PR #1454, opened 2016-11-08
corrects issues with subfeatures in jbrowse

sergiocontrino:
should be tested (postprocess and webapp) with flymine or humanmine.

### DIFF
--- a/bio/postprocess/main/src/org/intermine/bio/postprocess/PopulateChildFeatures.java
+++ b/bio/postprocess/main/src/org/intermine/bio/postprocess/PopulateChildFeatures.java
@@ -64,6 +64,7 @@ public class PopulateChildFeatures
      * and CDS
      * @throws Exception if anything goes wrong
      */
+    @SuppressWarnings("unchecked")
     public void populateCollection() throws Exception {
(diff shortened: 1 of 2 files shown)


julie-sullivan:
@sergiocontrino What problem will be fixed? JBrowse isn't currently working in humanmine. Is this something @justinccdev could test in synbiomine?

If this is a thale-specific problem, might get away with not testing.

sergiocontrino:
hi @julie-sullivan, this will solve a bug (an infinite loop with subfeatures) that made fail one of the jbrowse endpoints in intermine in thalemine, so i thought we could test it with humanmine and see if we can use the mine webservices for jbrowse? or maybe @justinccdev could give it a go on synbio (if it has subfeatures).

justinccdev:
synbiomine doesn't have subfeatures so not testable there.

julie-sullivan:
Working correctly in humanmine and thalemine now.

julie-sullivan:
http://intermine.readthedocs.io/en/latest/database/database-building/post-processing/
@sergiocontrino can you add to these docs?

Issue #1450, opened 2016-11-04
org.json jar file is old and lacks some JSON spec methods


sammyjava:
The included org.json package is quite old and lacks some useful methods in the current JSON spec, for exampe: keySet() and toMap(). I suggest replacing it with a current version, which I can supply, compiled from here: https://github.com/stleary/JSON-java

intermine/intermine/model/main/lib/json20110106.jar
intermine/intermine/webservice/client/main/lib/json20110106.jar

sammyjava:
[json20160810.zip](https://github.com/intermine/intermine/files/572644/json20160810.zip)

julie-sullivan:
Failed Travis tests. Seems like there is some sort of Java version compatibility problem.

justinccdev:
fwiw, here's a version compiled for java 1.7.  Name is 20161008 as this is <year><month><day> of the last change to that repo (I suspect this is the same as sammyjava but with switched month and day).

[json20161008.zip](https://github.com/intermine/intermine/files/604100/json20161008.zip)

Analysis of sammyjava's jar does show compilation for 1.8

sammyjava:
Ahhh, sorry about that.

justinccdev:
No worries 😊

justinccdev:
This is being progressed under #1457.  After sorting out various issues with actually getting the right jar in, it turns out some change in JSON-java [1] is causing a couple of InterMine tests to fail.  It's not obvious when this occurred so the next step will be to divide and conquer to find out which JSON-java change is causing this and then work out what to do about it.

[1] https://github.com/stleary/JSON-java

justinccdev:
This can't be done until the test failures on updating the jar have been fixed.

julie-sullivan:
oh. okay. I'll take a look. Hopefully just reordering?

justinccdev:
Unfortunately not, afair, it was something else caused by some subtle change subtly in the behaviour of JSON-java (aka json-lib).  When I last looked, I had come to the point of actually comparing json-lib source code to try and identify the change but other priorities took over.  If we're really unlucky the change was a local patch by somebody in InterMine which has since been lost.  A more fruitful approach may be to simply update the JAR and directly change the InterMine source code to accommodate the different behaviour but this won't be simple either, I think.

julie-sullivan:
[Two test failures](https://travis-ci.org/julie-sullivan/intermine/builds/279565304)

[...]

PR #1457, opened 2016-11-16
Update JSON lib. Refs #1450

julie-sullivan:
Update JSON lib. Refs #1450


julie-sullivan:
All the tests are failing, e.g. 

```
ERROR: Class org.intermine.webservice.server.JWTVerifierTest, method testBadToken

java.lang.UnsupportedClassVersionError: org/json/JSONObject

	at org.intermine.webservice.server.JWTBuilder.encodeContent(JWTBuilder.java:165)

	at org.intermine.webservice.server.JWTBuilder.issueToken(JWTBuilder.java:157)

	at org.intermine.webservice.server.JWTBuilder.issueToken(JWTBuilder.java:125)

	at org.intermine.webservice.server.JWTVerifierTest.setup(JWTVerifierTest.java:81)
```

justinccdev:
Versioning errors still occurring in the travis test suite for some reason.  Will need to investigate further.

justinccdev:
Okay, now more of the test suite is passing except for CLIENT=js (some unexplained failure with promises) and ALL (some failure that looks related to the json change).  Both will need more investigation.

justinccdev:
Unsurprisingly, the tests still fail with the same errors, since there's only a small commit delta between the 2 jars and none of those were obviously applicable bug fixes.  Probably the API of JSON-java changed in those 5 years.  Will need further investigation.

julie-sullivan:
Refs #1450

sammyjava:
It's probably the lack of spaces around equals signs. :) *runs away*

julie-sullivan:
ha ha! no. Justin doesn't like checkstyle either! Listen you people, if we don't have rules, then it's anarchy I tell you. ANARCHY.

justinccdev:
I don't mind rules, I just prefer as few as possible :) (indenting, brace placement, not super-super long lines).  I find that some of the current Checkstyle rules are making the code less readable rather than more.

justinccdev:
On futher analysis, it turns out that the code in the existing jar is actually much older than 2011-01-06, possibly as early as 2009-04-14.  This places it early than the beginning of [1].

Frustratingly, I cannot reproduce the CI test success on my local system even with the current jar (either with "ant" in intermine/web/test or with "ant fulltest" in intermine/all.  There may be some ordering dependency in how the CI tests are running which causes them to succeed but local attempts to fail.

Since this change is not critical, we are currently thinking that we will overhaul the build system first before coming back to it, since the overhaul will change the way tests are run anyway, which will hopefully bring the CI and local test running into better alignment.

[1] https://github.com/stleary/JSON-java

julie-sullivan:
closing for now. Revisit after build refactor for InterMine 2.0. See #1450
......
(What to produce): Return every line in the listing that contains the word "Exception".

(Your response):
      * @throws Exception if anything goes wrong
     public void populateCollection() throws Exception {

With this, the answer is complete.